The characters and atmospheres are really vehicles for a worldview. "In any project we design," as Austerlitz puts it, "the absolute perfection of the concept... in practice... must coincide with its chronic dysfunction." Near the start, between reminiscences, Austerlitz gives a characteristically extended lecture about the 19th-century fortification of Antwerp. Each time a new ring of forts was built around the city, he explains, advances in siege techniques made them obsolete, so the Belgians commissioned further defences, whose very complexity ensured that they would never be finished before they became redundant. The final fort sat squat and useless until the second world war, when the Germans turned it into a concentration camp.

Sebald and his characters are fixated by history, and by that of 19th-century Europe in particular, for the lessons it carries about how apparent rationalism can turn monstrous. In this, as in the book's use of flashbacks, ominous journeys and panoramic descriptions, there are strong echoes of Conrad's Heart of Darkness. And for all the uniquely lulling rhythm of Sebald's sentences and the trademark eerie precision of his language - his Antwerp fort has "limbs and claws" - other influences, too, begin to suggest themselves. The sense here of people being dwarfed and oppressed by systems is familiar from Kafka and Foucault: even the libraries where the narrators loiter are depicted as infinitely oppressive institutions.

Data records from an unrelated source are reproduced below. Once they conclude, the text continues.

PR #381, opened 2016-11-01
Increase unit-tests coverage for JdkInstall to 100%

dgolovin:
Fix adds missing tests to increase coverage to 100%

### DIFF
--- a/test/unit/model/jdk-install-test.js
+++ b/test/unit/model/jdk-install-test.js
@@ -7,10 +7,10 @@ import mockfs from 'mock-fs';
 import request from 'request';
 import fs from 'fs-extra';
 import path from 'path';
-import JdkInstall from 'browser/model/jdk-install';
 import Logger from 'browser/services/logger';
 import Downloader from 'browser/model/helpers/downloader';
 import Util from 'browser/model/helpers/util';
+import JdkInstall from 'browser/model/jdk-install';
 import Installer from 'browser/model/helpers/installer';
 import Hash from 'browser/model/helpers/hash';
 import InstallableItem from 'browser/model/installable-item';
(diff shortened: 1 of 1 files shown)


dgolovin:
test this

test/unit/model/jdk-install-test.js
```diff
@@ -162,7 +162,26 @@ describe('JDK installer', function() {
...
+      }
+    });
 
+    it('should check for available msi installtion', function(done) {
+      mockDetectedJvm('1.8.0_1');
+      let jdk = new JdkInstall(installerDataSvc, 'url', 'file');
+      jdk.findMsiInstalledJava.restore();
+      return jdk.detectExistingInstall(function() {
+        expect(executeFileStub).to.have.been.calledOnce;
+        expect(writeFileStub).to.have.been.calledOnce;
```
jrichter1: I've looked into the test failures on CI and found this particular test timed out because the assertions are not met and the eventual error is consumed by the callback.

The root of the problem is on this line: https://github.com/redhat-developer-tooling/developer-platform-install/blob/master/browser/model/jdk-install.js#L102
The tests are being run on a RHEL machine and these methods are only run on Windows. In the spirit of the unit tests running on more platforms, I'd request this piece of code be executed for Windows only.

dgolovin: Thanks @jrichter1, I was thinking about ether skip it for other platforms or override in some way process.platform and let run on stabbed functions.

dgolovin:
test this

dgolovin:
test this

test/unit/model/jdk-install-test.js
dgolovin: I have updated updated PR. Now it checks if windows specific code is called and worked as expected, else branch does the opposite and verifies windows specific code is not called on other platforms.

dgolovin:
test this

dgolovin:
test this

dgolovin:
@jrichter1, I've fixed test error on linux, I am going to release this PR in master.

dgolovin:
thanks @jrichter1 !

Similarly, Sebald's use of history and architectural detail, biography and travelogue, is brilliant, but less original than his admirers like to suggest. Iain Sinclair has been managing the same fusion for decades. Two years ago the film-maker Patrick Keiller published a book called Robinson in Space , with an architectural historian as a protagonist, a possibly autobiographical narrator to set down his theories, and enigmatic photos to record their melancholy travels around England.

None of this is to suggest that Sebald should switch to writing football novels. The territory he is exploring - the significance of place, you could call it - is much too big and interesting not to be shared with others. And Sebald's intentions, unlike those of his counterparts, are as much emotional as intellectual. The erudition always comes with a sense of human frailty attached: Austerlitz loses himself in architectural theories as an escape from his past; he and other characters spend too much time reading, and have trouble with their eyes; the very length and detail of the novel's descriptions and digressions hint at the impossibility of ever fully understanding the world.

And the book is also, after all, the story of a life. It includes passages with the rawness of a rare, good memoir, and the momentum of - rarer still - a convincing historical epic. There is even a wide-screen battle scene, as Austerlitz listens to his boarding-school history teacher recount the Napoleonic War confrontation of the same name: "The Russian and Austrian troops had come down from the mountain sides like a slow avalanche... I see cannonballs suspended for an eternity in the air... victims flinging up their arms as they slide..."

Often, reading Sebald does not feel like reading about the past, as much as seeing the world through the eyes of someone from the past. The sepia language and the ease of reference to Victorian bodies of knowledge can make you wonder, sometimes, whether the author is actually some sort of ghost. Whenever a character encounters anything modern, which is not often, the usually all-seeing Sebald eye does not bother to record much detail. Or it simply turns away, bewildered. A block of flats is merely "towering", while tiny moths (a favoured motif) have "collars and cloaks, like elegant gentlemen on their way to the opera".

Of course, Sebald is really a professor of literature in his late 50s at the University of East Anglia. He enjoys taking his dog for walks, he said recently in an interview. Yet the otherworldliness of his writing, the way each of his books seems to form a completely enclosed universe, makes what he publishes unusually seductive, compared to a lot of current British fiction at least, with its flat transatlantic phrases and desperation for reader empathy. Whether this makes Sebald a genius or not may depend on your appetite for descriptions of crumbling railway stations.